RÉSUMÉ
Human infants learn spontaneously and effortlessly the language(s) spoken in their environments, despite the extraordinary complexity of the task. Here, I will present an overview of the early phases of language acquisition and focus on one area where a modeling approach is currently being conducted using tools of signal processing and automatic speech recognition: the unsupervized acquisition of phonetic categories. During their first year of life, infants construct a detailed representation of the phonemes of their native language and lose the ability to distinguish nonnative phonemic contrasts. Unsupervised statistical clustering is not sufficient; it does not converge on the inventory of phonemes, but rather on contextual allophonic units or subunits. I present an information-theoretic algorithm that groups together allophonic variants based on three sources of information that can be acquired independently: the statistical distribution of their contexts, the phonetic plausibility of the grouping, and the existence of lexical minimal pairs. This algorithm is tested on several natural speech corpora. We find that these three sources of information are probably not language-specific. What is presumably unique to language is the way in which they are combined to optimize the emergence of linguistic categories.
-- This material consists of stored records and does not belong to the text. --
PR #5788, opened 2025-10-23
[Metrics Generator] Add support for entity limiting

Logiraptor:
This PR adds a new type of limiter to the metrics generator. It is
designed to limit on "entities" rather than series. In this case an
entity is a single labelset across multiple metrics, excluding external
labels. In effect, it allows the limiter to always generate the full set
of data for a given entity, rather than limiting randomly once the
series limit is triggered.


modules/generator/localentitylimiter/local_entity_limiter.go
```diff
@@ -0,0 +1,105 @@
...
+func NewLocalEntityLimiter(maxEntityFunc func(tenant string) uint32, staleDuration time.Duration) *LocalEntityLimiter {
+	return &LocalEntityLimiter{
+		maxEntityFunc:     maxEntityFunc,
+		entityLastUpdated: make(map[uint64]time.Time),
+		staleDuration:     staleDuration,
+		demand:            cardinality.NewCardinality(staleDuration, removeStaleSeriesInterval),
+	}
+}
+
+func (l *LocalEntityLimiter) TrackEntities(_ context.Context, tenant string, hashes []uint64) (rejected []uint64, err error) {
```
joe-elliott: taking a context b/c you expect a future implementation to make a network call?

modules/generator/registry/registry.go
```diff
@@ -208,20 +240,48 @@ func (r *ManagedRegistry) onAddMetricSeries(count uint32) bool {
...
 
+func (r *ManagedRegistry) onRemoveEntity(count uint32) {
+	r.activeSeries.Sub(count)
 	r.metricTotalSeriesRemoved.Add(float64(count))
 }
 
 func (r *ManagedRegistry) CollectMetrics(ctx context.Context) {
+	r.updatedSinceLastCollectionMtx.RLock()
+	hashes := maps.Clone(r.updatedSinceLastCollection)
+	r.updatedSinceLastCollection = make(map[uint64]struct{})
```
joe-elliott: clear(r.updatedSinceLastCollection) is likely more efficient

modules/generator/registry/registry.go
```diff
@@ -208,20 +240,48 @@ func (r *ManagedRegistry) onAddMetricSeries(count uint32) bool {
...
+}
 
+func (r *ManagedRegistry) onRemoveEntity(count uint32) {
+	r.activeSeries.Sub(count)
 	r.metricTotalSeriesRemoved.Add(float64(count))
 }
 
 func (r *ManagedRegistry) CollectMetrics(ctx context.Context) {
+	r.updatedSinceLastCollectionMtx.RLock()
+	hashes := maps.Clone(r.updatedSinceLastCollection)
```
joe-elliott: clone is concerning. do we expect CollectMetrics to block? previously we simply locked the entire func which would be more efficient

modules/generator/localentitylimiter/local_entity_limiter.go
```diff
@@ -0,0 +1,105 @@
...
+
+		_, exists := l.entityLastUpdated[hash]
+
+		if exists {
+			l.entityLastUpdated[hash] = now
+			continue
+		}
+
+		if shouldLimit && uint32(len(l.entityLastUpdated)) >= maxEntities {
+			rejected = append(rejected, hash)
```
joe-elliott: might get costly in allocs. i reviewed the below code where `.TrackEntities` is called and i'm not sure why the slice of rejected is necessary. can you clarify?

modules/generator/registry/registry.go
```diff
@@ -208,20 +240,48 @@ func (r *ManagedRegistry) onAddMetricSeries(count uint32) bool {
...
+	r.updatedSinceLastCollection = make(map[uint64]struct{})
+	r.updatedSinceLastCollectionMtx.RUnlock()
+
 	r.metricsMtx.RLock()
 	defer r.metricsMtx.RUnlock()
 
+	rejected, err := r.entityLimiter.TrackEntities(ctx, r.tenant, slices.Collect(maps.Keys(hashes)))
```
joe-elliott: pulling the hashes out of the map keys into a slice seems pretty inefficient. i think using the iterators introduced in go 1.23 we can pass an iterator into TrackEntities to range over with 0 allocs.

modules/generator/registry/registry.go
```diff
@@ -208,20 +240,48 @@ func (r *ManagedRegistry) onAddMetricSeries(count uint32) bool {
...
+	if err != nil {
+		r.limitLogger.Log("msg", "tracking entities failed", "err", err)
+	}
+
+	if len(rejected) > 0 {
+		r.limitLogger.Log("msg", "max active entities reached", "rejected", len(rejected), "updated_since_last_collection", len(hashes))
+	}
+
+	rejectedMap := make(map[uint64]struct{})
```
joe-elliott: i'm still digging on what this deleteFunc does but why not have TrackEntities return a `map[uint64]struct{}` to save allocs?

modules/generator/registry/registry.go
```diff
@@ -208,20 +240,48 @@ func (r *ManagedRegistry) onAddMetricSeries(count uint32) bool {
...
+	for _, hash := range rejected {
+		rejectedMap[hash] = struct{}{}
+	}
+
 	var activeSeries int
 	var seriesDemand int
 
 	for _, m := range r.metrics {
+		m.deleteFunc(func(hash uint64, _ int64) bool {
```
joe-elliott: ok, I think I'm seeing. this is another way to cleanup metrics. we still have the time based cleanup below, but this is how you are enforcing the "max active entities" concept. on each collection loop you are removing all series whose "entity" is not in the kept group.

modules/generator/localentitylimiter/local_entity_limiter.go
```diff
@@ -0,0 +1,105 @@
...
+		maxEntityFunc:     maxEntityFunc,
+		entityLastUpdated: make(map[uint64]time.Time),
+		staleDuration:     staleDuration,
+		demand:            cardinality.NewCardinality(staleDuration, removeStaleSeriesInterval),
+	}
+}
+
+func (l *LocalEntityLimiter) TrackEntities(_ context.Context, tenant string, hashes []uint64) (rejected []uint64, err error) {
+	maxEntities := l.maxEntityFunc(tenant)
+	shouldLimit := maxEntities != 0
```
joe-elliott: if shouldLimit is false why are we doing any of this?

modules/generator/localentitylimiter/local_entity_limiter.go
Logiraptor: Correct, I have experimented with using mimir's usage-tracker module as the limiter, which requires a grpc call with the same format. This is the answer for several of your questions questions:

* returning a slice from trackEntities because the grpc call will allocate a slice anyway
* taking a context here
* extending onAddMaxSeries would involve grpc on series creation, which is much slower than batching the hashes until collection

modules/generator/registry/registry.go
Logiraptor: 3aac0d562674f0e756e1277d46e5b7acf960ba8b

modules/generator/registry/registry.go
Logiraptor: 3aac0d562674f0e756e1277d46e5b7acf960ba8b

modules/generator/localentitylimiter/local_entity_limiter.go
Logiraptor: The reason is so we can still track metrics. This means it can be deployed without limiting, and then we can check metrics to determine what a good initial limit would be.

modules/generator/registry/registry.go
Logiraptor: That's right, it could also be another function, but this felt more right to me. It's the same interface as `slices.DeleteFunc` and is the pattern we use in adaptive metrics' series tracking to manage garbage collection.

Logiraptor: One alternative would be to keep `removeStaleSeries` and instead add another `delete(hash)` method. WDYT?

modules/generator/registry/registry.go
Logiraptor: I'm happy to do that way too. In practice the grpc call I am thinking off took around 20ms p99, so on a collection interval of 15s for example, it should still be fine.

modules/generator/registry/registry.go
Logiraptor: This would also remove the need for a `rejectedMap`, so the seq.Iter[uint64] can truly be an iterator

Logiraptor: I went ahead and implemented that, so there are two separate methods, each with a clear purpose. It allows getting rid of the rejectedMap and rejected slice now when local limiting is happening.

Logiraptor:
@joe-elliott Based on our conversations in Grafana Labs internal slack, I've made the following changes:

* Simplified the Limiter interface to the minimum needed for _this PR_ only
* Extracted series limiting into an implementation of Limiter
* Added a configuration option to pick which limiter applies

I opted to keep the demand metrics for both limiters always on, this way it's possible to estimate what a good entity limit would be when migrating. I've also moved the series limiter metrics into local_series_limiter.go and added equivalents for entity limiting, so it should all feel familiar for operators when switching.

modules/generator/instance.go
```diff
@@ -109,12 +112,21 @@ type instance struct {
 func newInstance(cfg *Config, instanceID string, overrides metricsGeneratorOverrides, wal storage.Storage, logger log.Logger, traceWAL, rf1TraceWAL *wal.WAL, writer tempodb.Writer) (*instance, error) {
 	logger = log.With(logger, "tenant", instanceID)
 
+	limitLogger := tempo_log.NewRateLimitedLogger(1, level.Warn(logger))
+	var limiter registry.Limiter
+	switch cfg.LimiterType {
+	case LimiterTypeSeries:
+		limiter = localserieslimiter.New(overrides.MetricsGeneratorMaxActiveSeries, instanceID, limitLogger)
+	case LimiterTypeEntity:
+		limiter = localentitylimiter.New(overrides.MetricsGeneratorMaxActiveEntities, instanceID, limitLogger)
```
joe-elliott, line 112: default case that returns an error?

modules/generator/localentitylimiter/local_entity_limiter.go
```diff
@@ -0,0 +1,125 @@
...
+			Help:      "The total amount of entities removed after they have become stale per tenant",
+		}, []string{"tenant"}),
+	}
+}
+
+var metrics = newMetrics(prometheus.DefaultRegisterer)
+
+type LocalEntityLimiter struct {
+	tenant            string
+	entityLastUpdated map[uint64]uint32
```
joe-elliott: entityLastUpdated -> entityActiveSeries? or something similar?

modules/generator/localentitylimiter/local_entity_limiter.go
```diff
@@ -0,0 +1,125 @@
...
+	if ok {
+		activeSeries += seriesCount
+		l.entityLastUpdated[labelHash] = activeSeries
+		return true
+	}
+
+	maxEntities := l.maxEntityFunc(l.tenant)
+	if maxEntities != 0 && uint32(len(l.entityLastUpdated))+1 > maxEntities {
+		l.limitLogger.Log("msg", "reached max active entities", "active_entities", len(l.entityLastUpdated), "max_active_entities", maxEntities)
+		l.metricTotalEntitiesLimited.Add(float64(1))
```
joe-elliott, line 97: we could track series limited as well? i don't know if that's important to the way you want to operate this. up to you!

modules/generator/localentitylimiter/local_entity_limiter.go
```diff
@@ -0,0 +1,125 @@
...
+		activeSeries -= seriesCount
+		if activeSeries <= 0 {
+			delete(l.entityLastUpdated, labelHash)
+		} else {
+			l.entityLastUpdated[labelHash] = activeSeries
+		}
+	}
+
+	l.metricActiveEntities.Set(float64(len(l.entityLastUpdated)))
+	l.metricTotalEntitiesRemoved.Add(float64(seriesCount))
```
joe-elliott: .Add(1) ?

modules/generator/localentitylimiter/local_entity_limiter.go
```diff
@@ -0,0 +1,125 @@
...
+}
+
+func (l *LocalEntityLimiter) OnDelete(labelHash uint64, seriesCount uint32) {
+	l.mtx.Lock()
+	defer l.mtx.Unlock()
+
+	activeSeries, ok := l.entityLastUpdated[labelHash]
+	if ok {
+		activeSeries -= seriesCount
+		if activeSeries <= 0 {
```
joe-elliott: activeSeries is a uint. compare to 0 only? we could also store series count as an int in case there are edge cases where activeSeries < 0.

modules/generator/localentitylimiter/local_entity_limiter.go
```diff
@@ -0,0 +1,125 @@
...
+	l.metricTotalEntitiesAdded.Add(float64(1))
+	return true
+}
+
+func (l *LocalEntityLimiter) OnDelete(labelHash uint64, seriesCount uint32) {
+	l.mtx.Lock()
+	defer l.mtx.Unlock()
+
+	activeSeries, ok := l.entityLastUpdated[labelHash]
+	if ok {
```
joe-elliott: should we do:
```
if !ok {
  return
}
```

the way this is currently written we will increment 	`l.metricTotalEntitiesRemoved` below if the hash is not found in the map. not sure what that means? may never happen?

i suppose we just need to figure out how we want to handle unexpected input in this function. similar style comment on line 116.

not super concerned either way. i think the only real fix is the increment on line 124

joe-elliott (commented):
added some thoughts. i really like the reorg with the limiter interface and i think this will be np to merge. can we get a changelog entry?

also it might be nice to add a few lines to a doc somewhere that this mode exists and why. unfortunately i couldn't find a good place to add it. maybe just note it in the [metrics generator config](https://grafana.com/docs/tempo/v2.5.x/configuration/#metrics-generator)? a full explanation of the feature and all the details is likely a bit much (unless you are super excited to add all that), but just documenting its existence might be nice to see if we get community adoption.

modules/generator/localentitylimiter/local_entity_limiter.go
Logiraptor: In practice I think these metrics aren't super helpful other than asking "are they > 0". The reason is because any entity which is rejected will likely retry very soon, so there's no way to tell from the rate of rejections how many entities are actually in the demand. For that we need to rely on the HLL sketch.

Logiraptor:
@joe-elliott I believe I've implemented all your feedback. Regarding docs, I think for now the config docs are sufficient. Once I get some experience with this in practice, and also work on a few other improvements, it might be worth adding / updating a docs page specifically for managing span metrics cardinality, we'll see.

joe-elliott (approved):
Loki Grafana Tempo Mimir

looks like some minor conflicts to cleanup then we can merge?

Logiraptor:
@joe-elliott done! thanks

A PROPOS D'EMMANUEL DUPOUX
Emmanuel Dupoux est le directeur du Laboratoire de Sciences Cognitives et Psycholinguistique à Paris. Ses recherches portent sur les processus et les représentations spécifiques au cerveau humain qui permettent au bébé d’acquérir une ou plusieurs langues. Ses recherches sont basées sur les techniques classiques d’imagerie cérébrale chez les nouveaux-nés et de modélisation chez les adultes. Il enseigne à l'Ecole des Hautes Etudes en Sciences sociales où il a mis en place un programme interdisciplinaire de 3ème cycle en Sciences Cognitives.